2020-07-31 20:00:00-07:00 4.82946 16.7
2020-07-31 21:00:00-07:00 4.22882 16.3
2020-07-31 22:00:00-07:00 3.78543 16.0
2020-07-31 23:00:00-07:00 3.59467 15.9
2020-08-01 00:00:00-07:00 3.57846 15.7
[744 rows x 2 columns]
We process the data and solve the model fit problem using a high-order thermal model for the building
from numpy import array, hstack
from numpy.linalg import solve
inputs = ['T']
output = 'P'
K = 25 # model order
H = 24 # forecast hours
X = array(data[inputs])
Y = array(data[[output]])
L = len(Y)
M = hstack([hstack([Y[n:L-K+n-H+1] for n in range(K)]),
hstack([X[n:L-K+n-H+1] for n in range(K+1)])])
Mt = M.transpose()
b = hstack([Y[K+n:L+n-H+1] for n in range(H)])
x = solve(Mt@M,Mt@b)
This gives us $x$ which is the $H$-hour forecasting model based on a $K$-th order dynamic load model.
Validation
To validate the performance of the model, we use data that was not included in the original dataset.

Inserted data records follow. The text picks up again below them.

PR #9153, opened 2026-08-01
fix(auth): require Admin or current owner for ownership transfers

### LINKED ISSUE #8596: [BUG] V3 API updateArtifactMetaData allows any Write-level user to change artifact ownership without Admin/Owner authorization

batmnnn:
## Summary
- Restrict changing the `owner` field on artifact and group metadata updates to the current owner or an admin
- Keep other metadata fields (name, description, labels) writable for users with Write access
- Add `OwnershipTransferAuthorizer` plus unit and basic-auth integration tests for positive and negative (403) cases

Fixes #8596

## Test plan
- [x] `OwnershipTransferAuthorizerTest` (decision matrix)
- [x] `BasicAuthWithPropertiesTest#testUpdateGroupOwner*` (owner / non-owner 403 / admin)
- [x] Regression: existing artifact-owner auth tests and `GroupMetaDataTest` (auth disabled)
- [x] `./mvnw checkstyle:check -pl app` on touched files
- [ ] CI auth/security suite on this PR

### DIFF
--- a/app/src/main/java/io/apicurio/registry/auth/OwnershipTransferAuthorizer.java
+++ b/app/src/main/java/io/apicurio/registry/auth/OwnershipTransferAuthorizer.java
@@ -1,0 +1,102 @@
+/*
+ * Copyright 2026 Red Hat
+ *
+ * Licensed under the Apache License, Version 2.0 (the "License");
+ * you may not use this file except in compliance with the License.
+ * You may obtain a copy of the License at
+ *
+ *      http://www.apache.org/licenses/LICENSE-2.0
+ *
+ * Unless required by applicable law or agreed to in writing, software
+ * distributed under the License is distributed on an "AS IS" BASIS,
+ * WITHOUT WARRANTIES OR CONDITIONS OF ANY KIND, either express or implied.
+ * See the License for the specific language governing permissions and
+ * limitations under the License.
+ */
+
+package io.apicurio.registry.auth;
+
+import io.quarkus.security.ForbiddenException;
+import io.quarkus.security.identity.SecurityIdentity;
+import jakarta.enterprise.context.ApplicationScoped;
+import jakarta.inject.Inject;
+
+import java.security.Principal;
+import java.util.Objects;
+
+/**
+ * Authorizes ownership transfers for artifacts and groups.
+ *
+ * <p>Metadata update endpoints use {@link AuthorizedLevel#Write} so non-owners can still
+ * change name/description/labels. Ownership changes require Admin or the current owner
+ * (mirrors V2 {@code updateArtifactOwner} / {@link AuthorizedLevel#AdminOrOwner}).
+ *
+ * <p>Cannot be expressed solely via {@code @Authorized(level = AdminOrOwner)} because that
+ * would block non-owners from updating non-owner metadata fields on the same endpoint.
+ */
+@ApplicationScoped
+public class OwnershipTransferAuthorizer {
+
+    private static final String TRANSFER_FORBIDDEN =
+            "Only the current owner or an admin can transfer ownership.";
+
+    @Inject
+    AuthConfig authConfig;
+
+    @Inject
+    AdminOverride adminOverride;
+
+    @Inject
+    RoleBasedAccessController rbac;
+
+    @Inject
+    SecurityIdentity securityIdentity;
+
+    /**
+     * Ensures the caller may set ownership to {@code requestedOwner}.
+     *
+     * <ul>
+     *   <li>No-op when authentication is disabled</li>
+     *   <li>No-op when {@code requestedOwner} equals the current owner</li>
+     *   <li>Allowed for admins (admin-override or RBAC admin role)</li>
+     *   <li>Allowed when the resource is unowned ({@code currentOwner == null})</li>
+     *   <li>Allowed when the caller is the current owner</li>
+     *   <li>Otherwise forbidden</li>
+     * </ul>
+     *
+     * @param currentOwner the owner currently stored for the resource (may be null)
+     * @param requestedOwner the non-empty owner value from the request
+     */
+    public void authorizeOwnerChange(String currentOwner, String requestedOwner) {
+        if (!isAuthenticationEnabled()) {
+            return;
+        }
+
+        if (Objects.equals(currentOwner, requestedOwner)) {
+            return;
+        }
+
+        if (isAdmin()) {
+            return;
+        }
+
+        Principal principal = securityIdentity.getPrincipal();
+        String currentUser = principal != null ? principal.getName() : null;
+
+        // Unowned resources may be claimed by any authenticated Write user.
+        if (currentOwner == null || currentOwner.equals(currentUser)) {
+            return;
+        }
+
+        throw new ForbiddenException(TRANSFER_FORBIDDEN);
+    }
+
+    private boolean isAdmin() {
+        return adminOverride.isAdmin() || (authConfig.isRbacEnabled() && rbac.isAdmin());
+    }
+
+    private boolean isAuthenticationEnabled() {
+        return authConfig.isOidcAuthEnabled() || authConfig.isBasicAuthEnabled()
+                || authConfig.isProxyHeaderAuthEnabled() || authConfig.isKubernetesAuthEnabled();
+    }
+}
--- a/app/src/main/java/io/apicurio/registry/auth/OwnershipTransferAuthorizer.java
+++ b/app/src/main/java/io/apicurio/registry/auth/OwnershipTransferAuthorizer.java
@@ -27,6 +27,12 @@ import java.util.Objects;
 /**
  * Authorizes ownership transfers for artifacts and groups.
  *
+ * <p>Wired into the only V3 client-writable owner paths:
+ * {@code GroupsResourceImpl#updateArtifactMetaData} and
+ * {@code GroupsResourceImpl#updateGroupById}. Version metadata has no owner field;
+ * import/bulk paths are Admin-only. V2 uses a dedicated
+ * {@code updateArtifactOwner} with {@link AuthorizedLevel#AdminOrOwner}.
+ *
  * <p>Metadata update endpoints use {@link AuthorizedLevel#Write} so non-owners can still
  * change name/description/labels. Ownership changes require Admin or the current owner
  * (mirrors V2 {@code updateArtifactOwner} / {@link AuthorizedLevel#AdminOrOwner}).
@@ -68,7 +74,7 @@ public class OwnershipTransferAuthorizer {
      * @param requestedOwner the non-empty owner value from the request
      */
     public void authorizeOwnerChange(String currentOwner, String requestedOwner) {
-        if (!isAuthenticationEnabled()) {
+        if (!authConfig.isAuthenticationEnabled()) {
             return;
         }
 
@@ -93,10 +99,5 @@ public class OwnershipTransferAuthorizer {
 
     private boolean isAdmin() {
         return adminOverride.isAdmin() || (authConfig.isRbacEnabled() && rbac.isAdmin());
-    }
-
-    private boolean isAuthenticationEnabled() {
-        return authConfig.isOidcAuthEnabled() || authConfig.isBasicAuthEnabled()
-                || authConfig.isProxyHeaderAuthEnabled() || authConfig.isKubernetesAuthEnabled();
     }
 }
--- a/app/src/main/java/io/apicurio/registry/auth/OwnershipTransferAuthorizer.java
+++ b/app/src/main/java/io/apicurio/registry/auth/OwnershipTransferAuthorizer.java
@@ -29,9 +29,14 @@ import java.util.Objects;
  *
  * <p>Wired into the only V3 client-writable owner paths:
  * {@code GroupsResourceImpl#updateArtifactMetaData} and
- * {@code GroupsResourceImpl#updateGroupById}. Version metadata has no owner field;
- * import/bulk paths are Admin-only. V2 uses a dedicated
- * {@code updateArtifactOwner} with {@link AuthorizedLevel#AdminOrOwner}.
+ * {@code GroupsResourceImpl#updateGroupById}. Confirmed by grepping
+ * {@code rest/v3/impl} for {@code data.getOwner()} / {@code setOwner} and checking
+ * OpenAPI {@code Editable*} schemas in {@code common/.../openapi.json}: only
+ * {@code EditableArtifactMetaData} and {@code EditableGroupMetaData} expose
+ * {@code owner}; {@code EditableVersionMetaData} / {@code CreateArtifact} /
+ * {@code CreateGroup} do not (create stamps owner from the principal); import is
+ * Admin-only. V2 uses dedicated {@code updateArtifactOwner} with
+ * {@link AuthorizedLevel#AdminOrOwner}.
  *
  * <p>Metadata update endpoints use {@link AuthorizedLevel#Write} so non-owners can still
  * change name/description/labels. Ownership changes require Admin or the current owner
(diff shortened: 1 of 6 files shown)


app/src/main/java/io/apicurio/registry/auth/OwnershipTransferAuthorizer.java
```diff
@@ -0,0 +1,102 @@
...
+import io.quarkus.security.identity.SecurityIdentity;
+import jakarta.enterprise.context.ApplicationScoped;
+import jakarta.inject.Inject;
+
+import java.security.Principal;
+import java.util.Objects;
+
+/**
+ * Authorizes ownership transfers for artifacts and groups.
+ *
```
paoloantinori, line 29: The class doc says this authorizes ownership transfers for artifacts and groups, but the call is wired into only `updateArtifactMetaData` and `updateGroupById`. Please grep the v3 resource impls for `setOwner`/`getOwner` and confirm no other endpoint — notably artifact *version*-metadata updates and any import/bulk paths — writes the `owner` field. Each unguarded site fully bypasses this control, which would defeat the purpose of the PR.

app/src/main/java/io/apicurio/registry/auth/OwnershipTransferAuthorizer.java
```diff
@@ -0,0 +1,102 @@
...
+        throw new ForbiddenException(TRANSFER_FORBIDDEN);
+    }
+
+    private boolean isAdmin() {
+        return adminOverride.isAdmin() || (authConfig.isRbacEnabled() && rbac.isAdmin());
+    }
+
+    private boolean isAuthenticationEnabled() {
+        return authConfig.isOidcAuthEnabled() || authConfig.isBasicAuthEnabled()
+                || authConfig.isProxyHeaderAuthEnabled() || authConfig.isKubernetesAuthEnabled();
```
paoloantinori: This hand-rolled auth-enabled check is load-bearing: if a new auth backend is later added to `AuthConfig` without updating this list, `authorizeOwnerChange` silently no-ops and every ownership transfer is allowed — the worst failure mode for an authz primitive. If there is a canonical `isAuthEnabled`/equivalent helper already used by the `@Authorized` interceptor, reuse it here; otherwise add a test asserting this list tracks `AuthConfig`'s auth backends.

paoloantinori (commented):
The core authorization logic is sound: the owner/current-owner/admin/unowned decision matrix in `OwnershipTransferAuthorizer` is correct, null-principal falls through to deny, and the same-owner short-circuit avoids false 403s when clients round-trip the existing owner value. The main diligence item for a hardening PR is confirming *every* owner-writing endpoint is covered; a few smaller observations follow.

- **Coverage of owner-writing endpoints:** the check is wired into `updateArtifactMetaData` (`GroupsResourceImpl.java`, ~line 598) and `updateGroupById` (~line 649) only. Please grep the v3 resource impls for `setOwner`/`getOwner` and confirm version-metadata updates and any import/bulk paths cannot set `owner` — each unguarded site fully bypasses this control.
- **`isAuthenticationEnabled()` is reimplemented** (`OwnershipTransferAuthorizer.java:99-101`): if it drifts from the canonical auth-enabled check (e.g., a new auth backend lands in `AuthConfig`), this authorizer silently no-ops — the worst failure mode for an authz primitive. Reuse the existing helper if one exists, or add a test that fails when the two diverge.
- **Non-atomic vs storage:** the current owner is read (`getArtifactMetaData`/`getGroupMetaData`) then written in a separate call, so concurrent transfers can interleave. This matches the existing resource-layer model and improves on the prior no-check baseline, so it isn't a regression — but storage-side enforcement would close the window.
- **Unowned resources are claimable by any authenticated Write user** (`:88`): documented and intentional; flagging only so it stays a deliberate policy choice.
- **Minor test gap:** `OwnershipTransferAuthorizerTest` never exercises the RBAC-admin branch (`rbac.isAdmin()` is always `false`), so the `(isRbacEnabled && rbac.isAdmin())` path in `isAdmin()` is uncovered.

batmnnn:
Thanks for the review — addressed the actionable items:

**Owner-writing endpoint coverage**
Grep of the V3 resource impls confirms the only client-writable `owner` paths are `updateArtifactMetaData` and `updateGroupById` (both now guarded). `EditableVersionMetaData` has no owner field. Import/bulk is Admin-only. V2 already uses dedicated `updateArtifactOwner` with `AdminOrOwner`. Documented this on `OwnershipTransferAuthorizer`.

**Auth-enabled check drift**
Extracted the canonical check used by `AuthorizedInterceptor` into `AuthConfig.isAuthenticationEnabled()` and call that from both the interceptor and the ownership authorizer, so a new auth backend cannot silently bypass this control.

**RBAC admin test gap**
Added `rbacAdminCanTransfer` covering `(isRbacEnabled && rbac.isAdmin())` with admin-override disabled.

Agreed on the non-atomic read/write note and the intentional unowned-claim policy — no code change for those.

app/src/main/java/io/apicurio/registry/auth/OwnershipTransferAuthorizer.java
batmnnn: Confirmed: only `updateArtifactMetaData` and `updateGroupById` accept a client-supplied owner in V3. Version metadata has no owner field; import is Admin-only. Documented on the class.

app/src/main/java/io/apicurio/registry/auth/OwnershipTransferAuthorizer.java
batmnnn: Fixed by moving the check to `AuthConfig.isAuthenticationEnabled()` and reusing it from both `AuthorizedInterceptor` and `OwnershipTransferAuthorizer`.

app/src/test/java/io/apicurio/registry/auth/BasicAuthWithPropertiesTest.java
```diff
@@ -537,4 +540,79 @@ public void testDeleteArtifactIfAdmin() throws Exception {
...
+        createGroup.setGroupId(groupId);
+        createGroup.setDescription("owned by bob1");
+        GroupMetaData created = client_dev1.groups().post(createGroup);
+        assertEquals(DEVELOPER_USERNAME, created.getOwner());
+
+        // Non-owner may still update non-owner metadata (OBAC group limit is off by default).
+        EditableGroupMetaData descriptionUpdate = new EditableGroupMetaData();
+        descriptionUpdate.setDescription("updated by bob2");
+        client_dev2.groups().byGroupId(groupId).put(descriptionUpdate);
+        assertEquals("updated by bob2", client_dev1.groups().byGroupId(groupId).get().getDescription());
```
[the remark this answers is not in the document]
batmnnn: Noted. The authorizer decision matrix (including non-owner deny) is covered in `OwnershipTransferAuthorizerTest`. The BasicAuth IT profile has OBAC on, so it exercises the group-owner transfer path with owner-only auth enabled. An RBAC-on/OBAC-off end-to-end profile would be a useful follow-up but is not required to close the ownership-transfer hole this PR targets.

app/src/main/java/io/apicurio/registry/auth/OwnershipTransferAuthorizer.java
```diff
@@ -0,0 +1,103 @@
...
+import jakarta.enterprise.context.ApplicationScoped;
+import jakarta.inject.Inject;
+
+import java.security.Principal;
+import java.util.Objects;
+
+/**
+ * Authorizes ownership transfers for artifacts and groups.
+ *
+ * <p>Wired into the only V3 client-writable owner paths:
```
paoloantinori, line 30: The entire guarantee rests on this claim — that `updateArtifactMetaData` and `updateGroupById` are the only V3 client-writable paths that accept an `owner`. It's worth confirming with a repo-wide grep across the V3 resources (artifact/group create, import, bulk, and version-metadata endpoints) that no other reachable endpoint exposes an owner setter; any such path would bypass this check entirely. If already verified, a one-line note pointing to how it was confirmed would help reviewers.

paoloantinori (commented):
The change correctly restricts ownership transfers on artifact and group metadata to the current owner or an admin while leaving other metadata fields writable at the Write level, and the new decision matrix is correct and well-tested. The `isAuthenticationEnabled()` consolidation is a clean, behavior-preserving refactor that also guards against a future auth backend silently bypassing authorization.

- `OwnershipTransferAuthorizer.java:73-95` — the decision logic is correct across the full matrix (auth-disabled no-op, same-owner no-op, admin via override or RBAC, current-owner allow, unowned-resource allow, else `ForbiddenException`); `OwnershipTransferAuthorizerTest` mirrors each branch.
- `GroupsResourceImpl.java` (`updateArtifactMetaData` ~589-606, `updateGroupById` ~641-656) — both endpoints now fetch current metadata, invoke the authorizer with the trimmed requested owner, and reject empty/whitespace owners; `updateGroupById` additionally gains an empty-owner guard it previously lacked.
- `BasicAuthWithPropertiesTest.java:543-617` — owner / non-owner-403 / admin coverage for the group path is solid; note there is no equivalent artifact-path integration test in this PR (the artifact wiring is exercised only via the authorizer unit test and pre-existing artifact-owner tests).
- `AuthConfig.java` / `AuthorizedInterceptor.java:77` — the `isAuthenticationEnabled()` helper is an exact equivalent of the previous four-field check; good centralization, and the `updateGroupById` description-only update in the test confirms storage treats a null owner as leave-unchanged (no partial-update bypass).
- Minor: there is an inherent check-then-act window between `storage.getArtifactMetaData`/`getGroupMetaData` and the subsequent write (`GroupsResourceImpl.java` ~593/650); low impact for this use case.

app/src/main/java/io/apicurio/registry/auth/OwnershipTransferAuthorizer.java
batmnnn: Re-verified and documented on the class.

**Confirmation method:**
1. Grep `app/.../rest/v3/impl` for `data.getOwner()` / `setOwner` — the only request-body owner writers are `updateArtifactMetaData` and `updateGroupById` (both guarded). Create paths stamp owner from `securityIdentity.getPrincipal()`, not the request.
2. OpenAPI `Editable*` schemas in `common/src/main/resources/META-INF/openapi.json`: only `EditableArtifactMetaData` and `EditableGroupMetaData` have an `owner` property; `EditableVersionMetaData`, `CreateArtifact`, and `CreateGroup` do not.
3. `AdminResourceImpl#importData` is `@Authorized(level = Admin)`.

Added a one-line note on `OwnershipTransferAuthorizer` pointing to that grep + OpenAPI check.

batmnnn:
Done — all review feedback addressed:

- Ownership transfer restricted to current owner / admin on both V3 metadata update paths
- `AuthConfig.isAuthenticationEnabled()` centralized and shared with `AuthorizedInterceptor`
- RBAC-admin unit coverage added
- V3 owner-write coverage re-verified (grep + OpenAPI) and documented on `OwnershipTransferAuthorizer`

Ready for another look when you have a moment.

batmnnn:
@paoloantinori can you take a look at this again, thanks.

paoloantinori:
Thanks @batmnnn — the latest head reads well. The centralized `isAuthenticationEnabled()`, the `OwnershipTransferAuthorizer` decision matrix, and the V3 wiring (both `updateArtifactMetaData` and `updateGroupById`) all look consistent with the earlier feedback. The unit test matrix plus the basic-auth integration tests (owner / non-owner 403 / admin) cover the right cases.

One thing worth confirming before this lands, since the PR's whole purpose is hardening ownership semantics. When the request omits the `owner` field entirely (`data.getOwner() == null`), the guard block is skipped and `dto.setOwner(... : null)` is passed to storage. If `updateArtifactMetaData` / `updateGroupMetaData` treat a `null` owner as "clear ownership" rather than "leave unchanged", then a non-owner with Write access could strip an artifact's owner to null via a routine description/labels update — after which the resource is unowned and claimable by any Write user. That would be a path around the transfer guard.

This depends on the storage semantics for a null owner value, which isn't visible in this diff: if null is a no-op there's nothing to do; if null clears, the guard should also cover the null path (only current-owner/admin may clear). Worth a quick check against the storage impl. If it's already a no-op, this PR is good to go from my side.

batmnnn:
@paoloantinori Confirmed null owner is leave-unchanged, not clear. No bypass.

**Resource layer:** guard runs only when `data.getOwner() != null`. Empty/whitespace is rejected before storage. Omitting `owner` passes `null` on the DTO and skips the authorizer (expected for partial updates).

**Storage (canonical SQL):** both `SqlArtifactRepository#updateArtifactMetaData` and `SqlGroupRepository#updateGroupMetaData` only execute the owner UPDATE when `getOwner() != null && !getOwner().trim().isEmpty()`. There is no `SET owner = NULL` path.

**Other variants:** KafkaSQL applies the same SQL repositories via the journal. GitOps/KubernetesOps reject metadata updates as read-only.

**Existing tests:** `GroupMetaDataTest` (description-only / labels-only leave owner intact) and `BasicAuthWithPropertiesTest#testUpdateGroupOwnerDeniedForNonOwner` (non-owner description update keeps original owner, then owner change → 403).

So a Write user cannot strip ownership via a routine metadata update. PR is good from this angle.

paoloantinori:
Thanks @batmnnn — the breakdown matches my read of the head. The guard placement is right: running only when `data.getOwner() != null`, with empty/whitespace rejected before storage, means null-on-DTO correctly leaves the owner unchanged rather than clearing it. The dual coverage at resource (`GroupsResourceImpl`) and storage (`SqlArtifactRepository` / `SqlGroupRepository` only updating on non-null non-blank owner) closes the bypass window.

Two minor notes, neither blocking:
- The decision matrix in `OwnershipTransferAuthorizer` handles the unowned-resource claim case (any authenticated Write user), which is consistent with V2 behavior. Worth keeping in mind if you later want unowned-claim to be admin-only — that's a policy call, not a bug here.
- Since the PR is behind `main`, a rebase before merge will keep the authz path intact; the `AuthorizedInterceptor` change is centralized through `isAuthenticationEnabled()` so conflicts there, if any, should be trivial to resolve.

LGTM. Tests cover owner/admin/non-owner/403 across both artifact and group paths.

batmnnn:
Thanks @paoloantinori, done with rebase

EricWittmann:
Thanks @batmnnn — excellent work. The dedicated OwnershipTransferAuthorizer, the centralized isAuthenticationEnabled() cleanup, and the thorough test coverage (unit + integration, positive + negative) all made this an easy merge. Appreciate the responsiveness to review feedback too. Merged!

batmnnn:
Thanks @paoloantinori @EricWittmann for the thoughtful reviews and for accepting this PR. I really enjoyed contributing.

Also i’m interested in applying for LFX Mentorship with this project, what’s the best approach to get started or express interest?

test = pd.read_csv('test.csv',index_col=['t'],parse_dates=[0])
print(test)
P T
t
2020-08-01 01:00:00-07:00 3.55169 15.6
2020-08-01 02:00:00-07:00 3.56701 15.4
2020-08-01 03:00:00-07:00 3.66880 15.3
2020-08-01 04:00:00-07:00 3.98450 15.1
2020-08-01 05:00:00-07:00 4.29065 15.0
... ... ...
2020-08-07 20:00:00-07:00 4.73422 16.1
2020-08-07 21:00:00-07:00 4.48835 15.6
2020-08-07 22:00:00-07:00 4.01017 15.0
2020-08-07 23:00:00-07:00 3.87611 14.4
2020-08-08 00:00:00-07:00 3.89687 13.3
[168 rows x 2 columns]
We can use the matrix $M$ for the test data to visualize the performance of the result.
X = array(test[inputs])
Y = array(test[[output]])
L = len(Y)
M = hstack([hstack([Y[n:L-K+n-H+1] for n in range(K)]),
hstack([X[n:L-K+n-H+1] for n in range(K+1)])])
import matplotlib.pyplot as plt
plt.subplots(2,2,figsize=(15,10))
isdst = 1
for t in range(0,96,24):
tt = [str((h.hour-1-isdst)%24) for h in test.index[K+t:K+H+t]]
plt.subplot(2,2,int(t/24)+1)
plt.plot(tt,Y[K+t:K+H+t],label='Measured power')
plt.plot(tt,(M@x)[t].transpose(),label='Forecast power')
plt.grid()
plt.ylim([0,21])
plt.xlabel('Hour of day')
plt.ylabel('Power [kW]')
plt.legend()
plt.title(f"Forecast for {test.index[t+K].strftime('%A %B %d')}")
plt.savefig(f"../../images/2023-02-15-Figure_1.png")
plt.show()
from matplotlib.patches import Rectangle
plt.subplots(2,2,figsize=(15,10))
NL="\n"
for t in range(0,96,24):
err = ((M@x)[t]/Y[K+t:K+H+t].transpose()[0] - 1)*100
tt = [str((h.hour-1-isdst)%24) for h in test.index[K+t:K+H+t]]
plt.subplot(2,2,int(t/24)+1)
plt.gca().add_patch(Rectangle([float(tt[0]),err.mean()-err.std()],23.0,2*err.std(),facecolor='lightgrey'))
plt.plot(tt,err,label=f"Forecast error")
plt.plot([tt[0],tt[-1]],[err.mean(),err.mean()],"--k",label="Mean and stdev")
plt.ylim([-33,33])
plt.grid()
plt.xlabel('Hour of day')
plt.ylabel('Error [%]')
plt.title(test.index[K+1+t].strftime('Forecast error for %A %B %d'))
plt.legend()
plt.savefig(f"../../images/2023-02-15-Figure_2.png")
plt.show()
We can see that the forecasts are generally satisfactory for such a simple model, although the forecast for a similar daytype (i.e., weekday, weekend) is better than for a different daytype.